(DATA SHOWN Opens)
PR #267, opened 2023-07-28
Leaf/a1.6 profile picture http get call handling

shotoh:
issue #6

### DIFF
--- a/mesh/profiles/views.py
+++ b/mesh/profiles/views.py
@@ -5,7 +5,6 @@ from django.http import JsonResponse
 from mesh.profiles.models import Profile
 
 
-@csrf_exempt
 def bio_view(request):
     if request.method == "POST":
         data = request.POST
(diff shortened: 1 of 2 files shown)


JRSiwiecki (approved):
Looks good to me!

mesh/profiles/views.py
```diff
@@ -1,6 +1,10 @@
+from django.core.exceptions import ObjectDoesNotExist
 from django.views.decorators.csrf import csrf_exempt
 from django.http import JsonResponse
 
+from mesh.profiles.models import Profile
+
+
 @csrf_exempt
```
owwix, line 8: We shouldn't be using @csrf_exempt tags in our code. It's a security risk if it gets into production. 

I should have disabled the CSRF middleware in the backend while we work on a proper CSRF implementation, eliminating the need for this tag. Have you tried not using it?

owwix (approved):
looks good for the most part, left a comment regarding one issue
(DATA SHOWN Closes)
--- WHAT THE TASK REQUIRES ---
Your answer must be a single number: the count of lines in these records that contain "JsonResponse".

--- OUTPUT FOR THIS TASK ---
2